[Description of the task]
Among the lines below, return each one that contains the word "which".
____________
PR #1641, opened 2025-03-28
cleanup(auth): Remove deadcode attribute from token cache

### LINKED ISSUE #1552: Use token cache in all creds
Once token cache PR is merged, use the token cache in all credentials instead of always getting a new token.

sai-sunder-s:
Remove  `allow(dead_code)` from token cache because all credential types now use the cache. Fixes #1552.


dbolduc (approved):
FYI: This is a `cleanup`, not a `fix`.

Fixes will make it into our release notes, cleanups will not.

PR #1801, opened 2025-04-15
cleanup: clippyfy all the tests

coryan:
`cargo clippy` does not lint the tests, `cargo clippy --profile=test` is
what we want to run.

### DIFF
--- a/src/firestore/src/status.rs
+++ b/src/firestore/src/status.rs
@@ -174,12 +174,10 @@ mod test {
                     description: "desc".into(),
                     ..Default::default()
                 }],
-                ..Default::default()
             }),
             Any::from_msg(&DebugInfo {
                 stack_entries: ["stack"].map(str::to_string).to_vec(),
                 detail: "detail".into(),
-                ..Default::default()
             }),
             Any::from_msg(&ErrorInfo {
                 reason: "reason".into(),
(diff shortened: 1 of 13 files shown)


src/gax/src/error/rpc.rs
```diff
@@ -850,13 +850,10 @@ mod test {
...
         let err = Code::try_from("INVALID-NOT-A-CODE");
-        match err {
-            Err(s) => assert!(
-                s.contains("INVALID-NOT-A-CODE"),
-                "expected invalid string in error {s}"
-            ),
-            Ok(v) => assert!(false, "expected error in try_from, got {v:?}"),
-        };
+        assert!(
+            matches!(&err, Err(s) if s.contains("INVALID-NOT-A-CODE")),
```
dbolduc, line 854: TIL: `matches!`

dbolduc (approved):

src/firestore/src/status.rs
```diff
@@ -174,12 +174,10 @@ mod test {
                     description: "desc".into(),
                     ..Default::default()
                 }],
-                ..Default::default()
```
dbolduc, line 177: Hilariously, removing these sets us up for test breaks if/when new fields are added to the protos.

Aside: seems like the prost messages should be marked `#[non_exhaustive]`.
____________
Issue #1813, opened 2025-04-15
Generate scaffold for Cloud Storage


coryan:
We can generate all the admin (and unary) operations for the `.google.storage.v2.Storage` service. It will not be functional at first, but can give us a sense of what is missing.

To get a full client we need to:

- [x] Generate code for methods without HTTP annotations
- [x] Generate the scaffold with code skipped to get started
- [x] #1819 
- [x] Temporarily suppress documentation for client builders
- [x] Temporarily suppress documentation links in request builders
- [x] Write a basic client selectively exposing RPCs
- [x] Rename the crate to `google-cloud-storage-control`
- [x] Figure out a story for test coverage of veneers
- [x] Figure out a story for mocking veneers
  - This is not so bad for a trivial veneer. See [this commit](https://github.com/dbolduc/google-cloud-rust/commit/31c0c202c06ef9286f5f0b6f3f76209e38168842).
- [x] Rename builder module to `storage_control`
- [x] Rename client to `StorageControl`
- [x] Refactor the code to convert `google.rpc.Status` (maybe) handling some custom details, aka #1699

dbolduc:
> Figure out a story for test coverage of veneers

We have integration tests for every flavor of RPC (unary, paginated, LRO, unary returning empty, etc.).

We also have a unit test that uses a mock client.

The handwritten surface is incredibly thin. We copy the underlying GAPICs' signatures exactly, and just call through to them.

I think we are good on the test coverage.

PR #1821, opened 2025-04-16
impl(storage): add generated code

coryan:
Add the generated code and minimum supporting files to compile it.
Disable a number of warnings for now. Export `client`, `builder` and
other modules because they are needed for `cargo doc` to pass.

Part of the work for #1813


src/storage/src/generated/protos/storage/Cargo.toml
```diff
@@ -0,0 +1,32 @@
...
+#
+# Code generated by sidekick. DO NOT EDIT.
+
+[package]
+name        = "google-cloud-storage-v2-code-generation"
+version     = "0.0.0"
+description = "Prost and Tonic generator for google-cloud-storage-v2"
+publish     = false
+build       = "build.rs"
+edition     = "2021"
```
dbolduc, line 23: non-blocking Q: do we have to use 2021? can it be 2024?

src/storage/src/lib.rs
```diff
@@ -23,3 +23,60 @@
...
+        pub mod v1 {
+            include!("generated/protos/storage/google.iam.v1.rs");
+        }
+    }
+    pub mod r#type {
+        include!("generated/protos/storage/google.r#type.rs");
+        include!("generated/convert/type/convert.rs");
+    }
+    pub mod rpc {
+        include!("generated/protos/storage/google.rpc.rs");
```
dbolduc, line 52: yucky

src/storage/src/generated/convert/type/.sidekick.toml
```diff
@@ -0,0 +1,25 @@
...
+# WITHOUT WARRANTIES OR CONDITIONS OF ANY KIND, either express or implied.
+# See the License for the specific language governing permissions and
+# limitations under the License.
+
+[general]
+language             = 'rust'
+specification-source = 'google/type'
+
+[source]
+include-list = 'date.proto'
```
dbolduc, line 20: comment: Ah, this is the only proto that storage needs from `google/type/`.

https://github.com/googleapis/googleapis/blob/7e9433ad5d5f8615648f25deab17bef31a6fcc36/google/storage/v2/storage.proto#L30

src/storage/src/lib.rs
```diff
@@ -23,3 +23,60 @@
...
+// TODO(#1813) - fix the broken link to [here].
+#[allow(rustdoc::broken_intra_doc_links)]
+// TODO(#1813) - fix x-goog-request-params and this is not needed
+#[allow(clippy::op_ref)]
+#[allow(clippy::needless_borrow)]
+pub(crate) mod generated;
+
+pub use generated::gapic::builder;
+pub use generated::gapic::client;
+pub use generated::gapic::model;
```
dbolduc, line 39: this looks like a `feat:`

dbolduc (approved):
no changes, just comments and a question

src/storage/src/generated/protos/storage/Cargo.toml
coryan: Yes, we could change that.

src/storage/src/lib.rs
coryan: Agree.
____________
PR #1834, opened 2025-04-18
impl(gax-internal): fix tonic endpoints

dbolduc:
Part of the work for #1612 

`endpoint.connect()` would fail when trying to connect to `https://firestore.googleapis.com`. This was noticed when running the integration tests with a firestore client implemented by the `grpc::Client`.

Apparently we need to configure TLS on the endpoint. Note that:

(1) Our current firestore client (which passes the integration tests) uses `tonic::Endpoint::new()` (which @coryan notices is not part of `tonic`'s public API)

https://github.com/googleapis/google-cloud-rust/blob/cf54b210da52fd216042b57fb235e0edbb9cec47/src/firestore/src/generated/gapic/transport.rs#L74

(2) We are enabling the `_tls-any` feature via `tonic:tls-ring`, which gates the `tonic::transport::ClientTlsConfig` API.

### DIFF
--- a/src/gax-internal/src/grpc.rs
____________
[Solution to this exercise]
(1) Our current firestore client (which passes the integration tests) uses `tonic::Endpoint::new()` (which @coryan notices is not part of `tonic`'s public API)
(2) We are enabling the `_tls-any` feature via `tonic:tls-ring`, which gates the `tonic::transport::ClientTlsConfig` API.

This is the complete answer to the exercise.